TV review: Netflix’s Locke & Key adds light to darkness

Based on Joe Hill and Gabriel Rodríguez's grim comic books, this fantasy series finds interesting middle ground between Edward Gorey and Lemony Snicket


LOCKE & KEY (Carlton Cuse, Meredith Averill). All 10 episodes streaming on Netflix Canada Friday (February 7). Rating: NNNN


Each episode of Locke & Key opens with sprightly theme music and a pen-and-ink title treatment that recalls the mildly creepy illustrations of Edward Gorey. Fans of the source comics might wonder why Joe Hill and Gabriel Rodríguez’s relentlessly grim series suddenly feels like a lost Lemony Snicket story… but stay with it. The show finds a middle ground that’s pretty interesting.

Developed for television by Carlton Cuse and Meredith Averill, Netflix’s Locke & Key works surprisingly well as a teen-friendly spook-house series – you know, the sort of thing you might expect from the co-creators of Lost and The Haunting Of Hill House, and the network that brought you Stranger Things and will do almost anything to replicate that show’s culture-dominating impact.
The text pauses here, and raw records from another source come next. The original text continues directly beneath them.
PR #380, opened 2020-01-28
CLI option to fail after the first error

### LINKED ISSUE #378: CLI option to fail after the first error
It may be similar to pytest's one

svtkachenko:
Closes #378

### DIFF
--- a/src/schemathesis/cli/__init__.py
+++ b/src/schemathesis/cli/__init__.py
@@ -50,6 +50,9 @@ def schemathesis(pre_run: Optional[str] = None) -> None:
     "--checks", "-c", multiple=True, help="List of checks to run.", type=CHECKS_TYPE, default=DEFAULT_CHECKS_NAMES
 )
 @click.option(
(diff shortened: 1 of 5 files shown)


src/schemathesis/cli/__init__.py
```diff
@@ -129,6 +130,7 @@ def run(  # pylint: disable=too-many-arguments
     auth_type: str,
     headers: Dict[str, str],
     checks: Iterable[str] = DEFAULT_CHECKS_NAMES,
+    exitfirst: bool = False,
```
Stranger6667: you could provide the third argument to `click.option` as `"exit_first"` and then it will be named  here as `exit_first` - in this case we won't have different names for this entity

src/schemathesis/runner/__init__.py
```diff
@@ -22,6 +22,7 @@
 from ..schemas import BaseSchema
 from ..utils import WSGIResponse, capture_hypothesis_output, get_base_url
 from . import events
+from .events import Finished
```
Stranger6667: It seems to be not used

PR #419, opened 2020-02-12
chore(ci): Add Windows build

svtkachenko:


Stranger6667:
Could you, please, add some postfix to build names? Now Windows / Linux builds are indistinguishable from their names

And while that approach might alienate hardcore fans, the spirit of Hill and Rodríguez’s Locke & Key is still there: this is story about temptation and power, and how good intentions can lead to terrible results, all twisted up in one family’s history with some magic keys.

Connor Jessup, Emilia Jones and Jackson Robert Scott star as Tyler, Kinsey and Bode Locke, newly arrived with their mother Nina (Scandal’s Darby Stanchfield) at their murdered father’s ancestral New England home before too long, little Bode starts finding keys hidden around the manse and discovering their uncanny uses. And not long after that, he meets a woman (Acquainted’s Laysla De Oliveira) who wants those keys very, very badly. It seems some very weird stuff happened in Matheson, Massachusetts, 30 years ago… and more is on the way.
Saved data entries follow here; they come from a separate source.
PR #420, opened 2020-02-12
chore(ci): Add Windows build

### LINKED ISSUE #401: Test builds for Windows
Ref #399

svtkachenko:
Resolves #401

### DIFF
--- a/test/test_app.py
+++ b/test/test_app.py
@@ -1,3 +1,4 @@
+import platform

(Yeah, I know, it was the same in Stephen King’s It, the recent adaptation of which featured Scott as the doomed Georgie Denbrough Hill borrows a couple of concepts from his dad’s monster opus, another being that adults have trouble retaining knowledge or memories of magic, while only the young can perceive what’s really going on. Given that a key theme of Locke & Key is the distance between parents and children, it feels sweet rather than opportunistic.)

Jessup and Jones get the meatiest roles, working the elder siblings’ guilt, fear and anger issues into their more mundane high-school drama, while Stanchfield has plenty to do as the grieving mother trying to understand why her kids are freaking out all the time. (Sherri Saum of The Fosters and Supernatural’s Steven Williams play Matheson townsfolk who serve as her sounding boards.)

Unusual for a Netflix series, the season is impressively well-paced: TV vets Michael Morris, Tim Southam, Mark Tonderai, Dawn Wilkinson and Vincenzo Natali directing two episodes apiece, finding room to tell complete stories in every episode while also advancing the show’s master narrative. (The project has been in development for a decade – it started out at Fox – which might explain its fondness for a classical episodic structure.)

Cuse and Averill manage to hit the key beats of the comics without being beholden to their plotting, which is nice, and even though Locke & Key ends with a blatant set-up for a second season – as all genre shows must, nowadays – it’s an appealing one. Let’s see where it goes.